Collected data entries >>
----------------------------------------

PR #3447, opened 2026-06-24
honour response charset in gson and jackson iterator decoders

alhudz:
Repro: a server response with `Content-Type: application/json; charset=ISO-8859-1` and an `ISO-8859-1` encoded body decoded through `GsonDecoder`, `JacksonIteratorDecoder` or `Jackson3IteratorDecoder`.
Cause: those three read the body with `asReader(UTF_8)`, dropping `response.charset()`, so non-ASCII bytes come back as `U+FFFD`. The sibling `JacksonDecoder`, `Jackson3Decoder`, `Fastjson2Decoder`, `JacksonJrDecoder` and `JsonDecoder` already pass `response.charset()`.
Fix: pass `response.charset()` in the three decoders, matching the siblings. `response.charset()` already defaults to UTF-8, so plain UTF-8 responses are unchanged. Regression test added per module.

### DIFF
--- a/gson/src/main/java/feign/gson/GsonDecoder.java
+++ b/gson/src/main/java/feign/gson/GsonDecoder.java
@@ -15,7 +15,6 @@
  */
 package feign.gson;
 
-import static feign.Util.UTF_8;
 import static feign.Util.ensureClosed;
 
 import com.google.gson.Gson;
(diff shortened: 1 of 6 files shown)


alhudz:
gentle ping

velo (approved):

PR #3448, opened 2026-06-24
Fix duplicate Content-Length handling in DefaultClient

### LINKED ISSUE #2862: feign.core v13.2.1 Repeatedly writing "Content-Length"
I have two applications, A and B. B invokes A through the interface exposed by A. However, an issue occurred where A failed to decode the HTTP message on the Tomcat side, resulting in an HTTP status code of 400. Through source code analysis, I found that in the `feign.Client.Default#convertAndSend` method, there is a section that adds request headers. When gzip or deflate compression of the request body is not enabled, "content-length" is written once, but it is written again later. See lines 179 to 198 of the `feign.Client` class. 
The `feign.RequestTemplate#body(feign.Request.Body)` will calculate the length of the byte array and add it to the header. In `tomcat-embed-core (v9.0.46)`, there is such a processing in `org.apache.tomcat.util.http.MimeHeaders#getUniqueValue`. If the existing header information is obtained, an exception will be thrown. 

My current solutions are as follows:
1. Inject a feign.RequestInterceptor instance to remove duplicate header information.
2. Enable compression and manually calculate the request body length, but this involves modifications to other applications.

hutiefang76:
Fixes #2862.

`RequestTemplate.body(...)` records the request body length as a `Content-Length` header. `DefaultClient.convertAndSend(...)` used that value in two ways for non-compressed request bodies: it kept the length for fixed-length streaming mode and also added it as a normal request property. With `HttpURLConnection`, the body/output path can manage the request length itself, so adding the header manually can produce duplicate `Content-Length` values when restricted headers are allowed.

This change keeps the parsed content length for the existing `disableRequestBuffering` / fixed-length streaming path, but stops adding `Content-Length` through `addRequestProperty(...)` for request bodies.

Tests:

```bash
mvn -pl core -Dtoolchain.skip=true -Dtest=ClientTest#testConvertAndSendDoesNotAddContentLengthHeaderForBody test
mvn -pl core -Dtoolchain.skip=true -Dtest=ClientTest test
mvn -pl core -Dtoolchain.skip=true -Dtest=DefaultClientTest test
mvn -pl core -Dtoolchain.skip=true test
git diff --check
```

Note: I used `-Dtoolchain.skip=true` locally because this machine does not have a Maven JDK 8 toolchain configured; the core module still compiled and ran its test suite successfully.

### DIFF
--- a/core/src/main/java/feign/DefaultClient.java
+++ b/core/src/main/java/feign/DefaultClient.java
@@ -170,7 +170,6 @@ public class DefaultClient implements Client {
         if (field.equals(CONTENT_LENGTH)) {
           if (!gzipEncodedRequest && !deflateEncodedRequest) {
             contentLength = Integer.valueOf(value);
-            connection.addRequestProperty(field, value);
           }
         }
         // Avoid add "Accept-encoding" twice or more when "compression" option is enabled
--- a/core/src/test/java/feign/ClientTest.java
+++ b/core/src/test/java/feign/ClientTest.java
@@ -17,12 +17,19 @@ package feign;
 
 import static org.junit.jupiter.api.Assertions.assertEquals;
 import static org.junit.jupiter.api.Assertions.assertNull;
+import static org.mockito.Mockito.anyString;
+import static org.mockito.Mockito.eq;
 import static org.mockito.Mockito.mock;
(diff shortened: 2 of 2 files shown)


velo (approved):

PR #3449, opened 2026-06-24
Fix fluent methods on cloned builders

### LINKED ISSUE #2782: BaseBuilder not cloned properly

hutiefang76:
Fixes #2782.

`BaseBuilder` cached `this` in a final `thisB` field. When a builder is cloned, that final field is copied as-is, so fluent methods invoked on the clone still return the original builder instance. This can make chained configuration on cloned builders silently continue on the wrong object.

This keeps the existing self-type helper pattern but makes it resolve `this` dynamically through one private helper method instead of storing it in a clone-stale field. That avoids the broader refactor from #2783 and keeps the unchecked cast centralized.

Validation:

```bash
mvn -pl core -Dtoolchain.skip=true -Dtest=BaseBuilderTest#clonedBuilderFluentMethodsReturnClone test
mvn -pl core -Dtoolchain.skip=true -Dtest=BaseBuilderTest test
git diff --check
mvn -pl core -Dtoolchain.skip=true test
```

The full `core` test run passed 635 tests with 0 failures/errors and 3 skipped tests.

### DIFF
--- a/core/src/main/java/feign/BaseBuilder.java
+++ b/core/src/main/java/feign/BaseBuilder.java
@@ -40,8 +40,6 @@ import java.util.stream.Collectors;
 
 public abstract class BaseBuilder<B extends BaseBuilder<B, T>, T> implements Cloneable {
 
-  private final B thisB;
-
   protected List<RequestInterceptor> requestInterceptors = new ArrayList<>();
   protected List<ResponseInterceptor> responseInterceptors = new ArrayList<>();
   protected List<MethodInterceptor> methodInterceptors = new ArrayList<>();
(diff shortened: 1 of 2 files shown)


velo (approved):

PR #3453, opened 2026-06-26
honour response charset in StringDecoder

alhudz:
Repro: a `String`-returning method against a server that replies `Content-Type: text/plain; charset=ISO-8859-1` with body byte `0xE9`.
Expected: `é`.
Actual: `U+FFFD`, because the byte is run through a UTF-8 reader.
Cause: `StringDecoder.decode` reads the body with `asReader(Util.UTF_8)`, so the charset `response.charset()` already resolves from `Content-Type` is dropped. `DefaultDecoder` extends it, so this is the default behaviour for every non-UTF-8 `String` response.
Fix: decode with `response.charset()`, which already falls back to UTF-8 when none is declared, matching the JSON decoders (`jackson`, `json`, `fastjson2`, `jackson-jr`).

### DIFF
--- a/core/src/main/java/feign/codec/StringDecoder.java
+++ b/core/src/main/java/feign/codec/StringDecoder.java
@@ -31,7 +31,7 @@ public class StringDecoder implements Decoder {
       return null;
     }
     if (String.class.equals(type)) {
-      return Util.toString(body.asReader(Util.UTF_8));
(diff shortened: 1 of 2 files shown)


alhudz:
any update?

velo (approved):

----------------------------------------

WHAT IS NEEDED >>
Retype exactly the lines from the start of the entries through the one with "Repro: a server"; include both ends.

SOLVED EXERCISE >>
PR #3447, opened 2026-06-24
honour response charset in gson and jackson iterator decoders

alhudz:
Repro: a server response with `Content-Type: application/json; charset=ISO-8859-1` and an `ISO-8859-1` encoded body decoded through `GsonDecoder`, `JacksonIteratorDecoder` or `Jackson3IteratorDecoder`.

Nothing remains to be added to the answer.